Get a very fast SSD if he's planning on running the "conventional" algorithm.

Here's some links about Gaussian's need for memory and fast I/O.
http://www.lct.jussieu.fr/manuels/Gaussian03/g_ur/m_eff.htm
http://www.cup.uni-muenchen.de/ch/compchem/energy/hf5.html

Also, diasble HyperThreading. Gaussian does not gain from it, and in some cases it will slow it down. Finally, if you are interested in the effects of various configurations on speed, DO NOT bench gaussian and report the times on the Internet. It is not allowed and you could get yourself as well as any institution associated with you banned.

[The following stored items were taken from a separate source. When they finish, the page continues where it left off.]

PR #3405, opened 2022-10-07
Patelchandni/ziptoperror

patelchandni:
Only for function app with run from package setup, if we get "Offset to Central Directory cannot be held in an Int64" error, then adding a retry to download zip file again and extract triggers.

### DIFF
--- a/Kudu.Services/ByteRanges/HttpRequestMessageExtensions.cs
+++ b/Kudu.Services/ByteRanges/HttpRequestMessageExtensions.cs
@@ -1,6 +1,7 @@
 ﻿using System;
 using System.ComponentModel;
 using System.Diagnostics.CodeAnalysis;
+using System.IO;
 using System.Net;
 using System.Net.Http;
 using System.Threading.Tasks;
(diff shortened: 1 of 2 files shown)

Edit: A note on overclocking - anecdotal experience from the internet and "other sources" seems to suggest that a significant speedup can be obtained by doing so, but do so at your own risk. Recommend checking geometries and energies yourself and maybe running a duplicate calculation on a system at stock speed. Chances are if the program gets an error, it will simply crash rather than proceeding. Take all of this with a grain of salt though and proceed carefully. Either way Intel does not allow overclocking on Xeons post Nehalem so this will only apply if you get the 5960x or 6950x (don't buy the 6950x, get a dual Xeon instead).

Anyways, I'm curious to see what you get. I'd be so jealous if you got a dual 2699v4 system with 1TB of RAM. That would be a beast.
 
Last edited:

bovinda

Senior member
Nov 26, 2004
692
0
0
Thanks for the replies everyone, especially strategyfreak. This is all really helpful info. I'll let you know what we go with. Thanks again!